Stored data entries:
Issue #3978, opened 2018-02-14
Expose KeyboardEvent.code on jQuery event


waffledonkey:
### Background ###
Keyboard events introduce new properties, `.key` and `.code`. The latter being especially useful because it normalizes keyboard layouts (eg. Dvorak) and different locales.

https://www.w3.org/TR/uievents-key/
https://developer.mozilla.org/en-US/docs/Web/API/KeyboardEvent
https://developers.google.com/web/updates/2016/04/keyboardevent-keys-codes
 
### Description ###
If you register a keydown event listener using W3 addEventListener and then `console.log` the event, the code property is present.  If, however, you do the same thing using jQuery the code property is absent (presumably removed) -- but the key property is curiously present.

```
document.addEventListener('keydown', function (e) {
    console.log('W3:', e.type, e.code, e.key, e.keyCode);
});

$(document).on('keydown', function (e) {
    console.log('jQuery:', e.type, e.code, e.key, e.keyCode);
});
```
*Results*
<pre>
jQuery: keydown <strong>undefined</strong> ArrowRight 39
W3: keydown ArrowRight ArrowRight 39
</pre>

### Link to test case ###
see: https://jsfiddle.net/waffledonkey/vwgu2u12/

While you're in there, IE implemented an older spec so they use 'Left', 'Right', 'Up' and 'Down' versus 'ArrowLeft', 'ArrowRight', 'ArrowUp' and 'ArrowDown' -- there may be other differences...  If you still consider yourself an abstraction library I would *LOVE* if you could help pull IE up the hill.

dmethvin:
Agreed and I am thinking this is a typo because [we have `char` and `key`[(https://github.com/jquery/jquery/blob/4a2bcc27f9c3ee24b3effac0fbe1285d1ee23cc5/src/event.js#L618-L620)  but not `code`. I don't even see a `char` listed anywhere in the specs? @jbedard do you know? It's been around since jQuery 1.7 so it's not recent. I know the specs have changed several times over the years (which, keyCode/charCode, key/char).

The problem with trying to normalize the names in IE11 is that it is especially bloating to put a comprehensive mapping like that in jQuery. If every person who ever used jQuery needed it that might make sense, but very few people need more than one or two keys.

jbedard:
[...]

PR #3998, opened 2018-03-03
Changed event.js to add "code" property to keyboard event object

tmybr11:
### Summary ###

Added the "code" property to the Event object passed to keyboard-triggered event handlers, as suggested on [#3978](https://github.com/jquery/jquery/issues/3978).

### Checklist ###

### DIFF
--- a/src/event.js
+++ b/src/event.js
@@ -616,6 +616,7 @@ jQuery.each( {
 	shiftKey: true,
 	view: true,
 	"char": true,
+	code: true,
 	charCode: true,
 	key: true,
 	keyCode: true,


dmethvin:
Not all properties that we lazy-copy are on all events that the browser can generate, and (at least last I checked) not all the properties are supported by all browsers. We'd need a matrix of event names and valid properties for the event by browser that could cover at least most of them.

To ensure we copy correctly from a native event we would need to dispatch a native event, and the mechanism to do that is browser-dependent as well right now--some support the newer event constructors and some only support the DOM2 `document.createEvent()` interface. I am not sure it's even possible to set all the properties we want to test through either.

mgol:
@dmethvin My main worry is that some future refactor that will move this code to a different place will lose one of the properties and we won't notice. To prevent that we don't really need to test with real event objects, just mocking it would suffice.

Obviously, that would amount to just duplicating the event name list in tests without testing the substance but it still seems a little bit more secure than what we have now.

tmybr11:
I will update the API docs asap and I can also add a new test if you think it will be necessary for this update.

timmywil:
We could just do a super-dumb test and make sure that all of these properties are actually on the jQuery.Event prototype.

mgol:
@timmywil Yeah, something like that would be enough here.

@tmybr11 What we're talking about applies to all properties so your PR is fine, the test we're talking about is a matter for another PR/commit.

*Exercise brief*
Your job is to copy all the records exactly.

*Exercise output*
Issue #3978, opened 2018-02-14
Expose KeyboardEvent.code on jQuery event


waffledonkey:
### Background ###
Keyboard events introduce new properties, `.key` and `.code`. The latter being especially useful because it normalizes keyboard layouts (eg. Dvorak) and different locales.

https://www.w3.org/TR/uievents-key/
https://developer.mozilla.org/en-US/docs/Web/API/KeyboardEvent
https://developers.google.com/web/updates/2016/04/keyboardevent-keys-codes
 
### Description ###
If you register a keydown event listener using W3 addEventListener and then `console.log` the event, the code property is present.  If, however, you do the same thing using jQuery the code property is absent (presumably removed) -- but the key property is curiously present.

```
document.addEventListener('keydown', function (e) {
    console.log('W3:', e.type, e.code, e.key, e.keyCode);
});

$(document).on('keydown', function (e) {
    console.log('jQuery:', e.type, e.code, e.key, e.keyCode);
});
```
*Results*
<pre>
jQuery: keydown <strong>undefined</strong> ArrowRight 39
W3: keydown ArrowRight ArrowRight 39
</pre>

### Link to test case ###
see: https://jsfiddle.net/waffledonkey/vwgu2u12/

While you're in there, IE implemented an older spec so they use 'Left', 'Right', 'Up' and 'Down' versus 'ArrowLeft', 'ArrowRight', 'ArrowUp' and 'ArrowDown' -- there may be other differences...  If you still consider yourself an abstraction library I would *LOVE* if you could help pull IE up the hill.

dmethvin:
Agreed and I am thinking this is a typo because [we have `char` and `key`[(https://github.com/jquery/jquery/blob/4a2bcc27f9c3ee24b3effac0fbe1285d1ee23cc5/src/event.js#L618-L620)  but not `code`. I don't even see a `char` listed anywhere in the specs? @jbedard do you know? It's been around since jQuery 1.7 so it's not recent. I know the specs have changed several times over the years (which, keyCode/charCode, key/char).

The problem with trying to normalize the names in IE11 is that it is especially bloating to put a comprehensive mapping like that in jQuery. If every person who ever used jQuery needed it that might make sense, but very few people need more than one or two keys.

jbedard:
[...]

PR #3998, opened 2018-03-03
Changed event.js to add "code" property to keyboard event object

tmybr11:
### Summary ###

Added the "code" property to the Event object passed to keyboard-triggered event handlers, as suggested on [#3978](https://github.com/jquery/jquery/issues/3978).

### Checklist ###

### DIFF
--- a/src/event.js
+++ b/src/event.js
@@ -616,6 +616,7 @@ jQuery.each( {
 	shiftKey: true,
 	view: true,
 	"char": true,
+	code: true,
 	charCode: true,
 	key: true,
 	keyCode: true,


dmethvin:
Not all properties that we lazy-copy are on all events that the browser can generate, and (at least last I checked) not all the properties are supported by all browsers. We'd need a matrix of event names and valid properties for the event by browser that could cover at least most of them.

To ensure we copy correctly from a native event we would need to dispatch a native event, and the mechanism to do that is browser-dependent as well right now--some support the newer event constructors and some only support the DOM2 `document.createEvent()` interface. I am not sure it's even possible to set all the properties we want to test through either.

mgol:
@dmethvin My main worry is that some future refactor that will move this code to a different place will lose one of the properties and we won't notice. To prevent that we don't really need to test with real event objects, just mocking it would suffice.

Obviously, that would amount to just duplicating the event name list in tests without testing the substance but it still seems a little bit more secure than what we have now.

tmybr11:
I will update the API docs asap and I can also add a new test if you think it will be necessary for this update.

timmywil:
We could just do a super-dumb test and make sure that all of these properties are actually on the jQuery.Event prototype.

mgol:
@timmywil Yeah, something like that would be enough here.

@tmybr11 What we're talking about applies to all properties so your PR is fine, the test we're talking about is a matter for another PR/commit.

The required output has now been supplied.